PR #2540, opened 2018-11-04
Add ESP32 http module

### LINKED ISSUE #2529: ESP32: http module
**Rationale:**

The IDF has a full HTTP stack included in `esp_http_client.h` and it would be nice to expose this instead of the old http.c/httpclient.c version. Currently there's no `http` module and I assume everyone is using `net` directly.

At the same time, I'd like to reconcile the `http` vs `net/tls` dichotomy, that is to say that the APIs in `http` stop being usable if your body data is large, because only the `net` module offers a multiple-callback model, meaning you have to rewrite your code using `net` and parse the HTTP manually if you hit memory limits using the old `http` module. I'd like to keep the existing simple `http.get()` API but also have a more net-like `on("receive")` style API available as well to gain the benefits of HTTP header parsing etc even when the payload is large.

Does this sound sensible? It may sound like a laundry-list of requests but I'm planning to do the work myself and submit a PR for it (I really need HTTPS support!) so I'm keen to get feedback before I disappear too far down the rabbit hole of implementation.

(I'm aware of #1622 but I don't really want to have to keep doing HTTP header parsing myself given there are APIs in the SDK just waiting to be used for this.)

tomsci:
Fixes #2529.

This PR adds a Lua module for making HTTP and HTTPS requests using the `esp_http_client.h` APIs already present in the Espressif SDK. Enabling this module pulls in a lot of code into the ROM, about 164KB. But since it doesn't (quite) exceed the default 1MB partition size, and the esp8266 equivalent module was included by default, I've made it enabled by default in the menuconfig.

### DIFF
--- a/docs/en/modules/http.md
+++ b/docs/en/modules/http.md
@@ -162,6 +162,15 @@ None
 ## connection:close()
 Closes the connection if it is still open. Note this does not reset any configured URL or callbacks on the connection object, it just closes the underlying TCP/IP socket. If called from within a callback, this aborts the connection, but the connection object must not be reused until the `complete` callback occurs (waiting until after `request()` returns is also allowed, if the request was synchronous). In the case of a connection in asynchronous mode, will error if called from outside of a callback while a request is ongoing, _unless_ the last callback returned `http.DELAYACK` _and_ `connection:ack()` has not yet been called. In such a situation, `connection:ack()` must still be called, after the call to `connection:close()`. An asynchronous connection that is still open but not ongoing (ie the `complete` callback has taken place) may be closed without restriction. 
 
+#### Syntax
+`connection:close()`
+
+#### Parameters
+None
+
+#### Returns
+`nil`
+
 # One shot HTTP APIs
 These APIs are wrappers around the connection object based APIs above. They allow simpler code to be written for one-off requests where complex connection object management is not required. Note however that they buffer the incoming data and therefore are limited by free memory in how large a request they can handle. The EGC can also artificially limit this - try setting `node.egc.setmode(node.egc.ON_ALLOC_FAILURE)` for more optimal memory management behavior. If however there is physically not enough RAM to buffer the entire request, then the connection object based APIs must be used instead so each individual `data` callback can be processed separately.
 


marcelstoer:
> What's the correct thing to do for esp32-only PRs?

I simply wouldn't tick it. One of us committers then usually adds the ESP32 label (right column).

> happy to make the http module set something by default instead?

That's what we (have to) do for ESP8266: https://github.com/nodemcu/nodemcu-firmware/blob/master/app/http/httpclient.c#L215. I just think distinguishing our firmware from all the other ESP-IDF firmware wouldn't harm even though the actual HTTP stack is the same. Curious to find out what Arnim prefers.

tomsci:
It appears that according to [RFC2616](http://www.ietf.org/rfc/rfc2616.txt) setting it to `NodeMCU ESP32` with a space in would actually declare two products (ie this is a "NodeMCU" agent with no version specified, and a "ESP32" agent with no version specified). Which isn't quite right. It also means that the `esp_http_client` default of `ESP32 HTTP Client/1.0` is just completely wrong (it should probably have been `ESP_HTTP_Client/1.0`).

Short answer, `NodeMCU_ESP32` or `NodeMCU (ESP32)` would probably be a better choice :)

(The latter has the benefit that if we ever wanted to rationalise the 8266 user agent it could be share the same product and be `NodeMCU (ESP8266)`.)

tomsci:
Thinking about it some more, `ESP32 (NodeMCU)` might be an option too, given that the (weird and wrong) default in `esp_http_client` does at least include a product `ESP32`. Although if Espressif bring out a new chip called the ESP33 is their SDK's default still going to say ESP32? Perhaps it's best not to put ESP32 in the product, and stick with `NodeMCU (ESP32)`.

devsaurus:
I've been hunting a memory leak in my application for several days now and it *seems* to be related to the `http` module. The suspected leak is reproducible with the following code:
```lua
print(node.heap())
c = http.createConnection("http://server/binary", {async=true,bufsz=2048})
c:on("connect", function() print("connected") end)
c:on("headers", function(status, headers) print("headers received") end)
c:on("data", function(status, data) print(" data "..#data) end)
c:on("complete", function(status) print("finished") end)
c:request()
-- wait until "finished"
c = nil

-- repeat until heap stabilizes after some seconds
print(node.heap())
```

Looping this code a couple of times shows that head is decreased by ~90&nbsp;bytes each time. Synchronous or asynchronous mode is not relevant as far as I can tell

After executing this code, the Lua registry contains strange entries.
```lua
function pt(t)
    for k,v in pairs(t) do print(k,v) end
end

-- debug module has to be enabled in "Core Lua modules" menu
pt(debug.getregistry())
```
results in
```
> pt(debug.getregistry())
1	table: 0x3ffcdbd8
2	function: 0x3ffcd8c4
3	function: 0x3ffcdeb4
4	function: 0x3ffce0b4
5	function: 0x3ffcdd9c
6	function: 0x3ffcddb4
7	8
8	9
tmr.timer	romtable: 0x3f40bb88
ucg.display	romtable: 0x3f406c88
0	7
spi.device	romtable: 0x3f40c778
spi.master	romtable: 0x3f40c700
_LOADED	table: 0x3ffdad34
ledc.channel	romtable: 0x3f40a638
net.tcpsocket	romtable: 0x3f40b440
9	10
http.context	romtable: 0x3f40c0f8
10	11
```

Note the numbers at indices 7, 8, 0, etc. They didn't exist prior to executing `c:request()` and I can't track them down to any code in `http.c`.
They appear to follow a pattern:
1. A single number is visible after `c:request()` finished
2. More numbers follow after `c = nil` is executed
3. Lowest number is always `7`, although it's not the *first* number from 1.
4. Further numbers are increments by 1
5. The max number can be different. in the example above it's 11 - I've seen series up to 17

Can you reproduce this as well?

tomsci:
That's how the Lua registry handles freeing refs isn't it? From memory I think the refs you `luaL_unref` get turned into a linked list of free entries (so ref 7 now contains an integer 8, being the next free ref), so that subsequent `luaL_ref` calls don't need to search through the table for a free ref. I'm not sure when entries get completely removed from the registry table (if ever) but they should get reused next time something needs one. So I think this is probably a red herring? I'll have closer look tomorrow.

devsaurus:
> That's how the Lua registry handles freeing refs isn't it?
> So I think this is probably a red herring?

Maybe, yes. At least I couldn't find any obvious issue.

tomsci:
Before seeing your most recent comment I ran some tests to ensure that a connection didn't leak any memory that Lua's bookkeeping can see, and it doesn't for the given test code. Which means that if there was a leak anywhere, it'd probably be deep in the esp_http_client code.

tomsci:
Great, thanks for merging. I didn't change the default user agent though, do you think we should set it to eg `NodeMCU (ESP32)` rather than `ESP32 HTTP Client/1.0`? I have the change ready to go but was waiting feedback from you or @marcelstoer as to the best thing to set it to.

marcelstoer:
I had given [your respective comment/question](https://github.com/nodemcu/nodemcu-firmware/pull/2540#issuecomment-435706736) a 👍 but I agree it's a non obvious way of conveying support, sorry.

tomsci:
Ah, missed that. No problem, will open a new PR for the user agent change.

devsaurus:
Sorry guys for rushing this. I had the feeling that this PR started to gather dust but obviously missed that open topic.

marcelstoer:
> PR started to gather dust

There are a [few more candidates](https://github.com/nodemcu/nodemcu-firmware/pulls?q=is%3Apr+is%3Aopen+label%3AESP32) that have since accumulated a lot of that 😉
########
REQUIREMENT: Identify every line above that includes the word "executing", and show those lines.

ANSWER AREA:
After executing this code, the Lua registry contains strange entries.
Note the numbers at indices 7, 8, 0, etc. They didn't exist prior to executing `c:request()` and I can't track them down to any code in `http.c`.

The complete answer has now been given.